Instructions to follow: Find every line in the records below that holds the word "docstring", and copy each one.

Available data:
PR #239, opened 2024-02-01
Fix Optional Arguments

FarnazH:
Please see the commits and let me know if you have any questions.

PR #240, opened 2024-02-01
Make argument names consistent, update docstring, & add units

FarnazH:
- Update the docstring of the argument center and specify atomic units
- Arguments sectors_degree and deg_sectors were used to refer to degree sectors. so they were both changed to d_sectors.
- sectors_r and radius_sectors were used to refer to radius sectors, so they were both changed to r_sectors. Unit was clarified in docstring.


marco-2023:
The changes are good, but now several tests are failing (I will update them).

marco-2023:
@FarnazH I had to use defaults (`None`) for the `degree` and `size` arguments of the `AngularGrid` ` __init__ `. If no default argument is given for `degree`, then,  when initializing from `size`, it is necessary to provide a `degree=None`. This was breaking many of the tests. Please feel free to change this (it just was the only way that I could find to solve this issue).

FarnazH:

Written solution:
Make argument names consistent, update docstring, & add units
- Update the docstring of the argument center and specify atomic units
- sectors_r and radius_sectors were used to refer to radius sectors, so they were both changed to r_sectors. Unit was clarified in docstring.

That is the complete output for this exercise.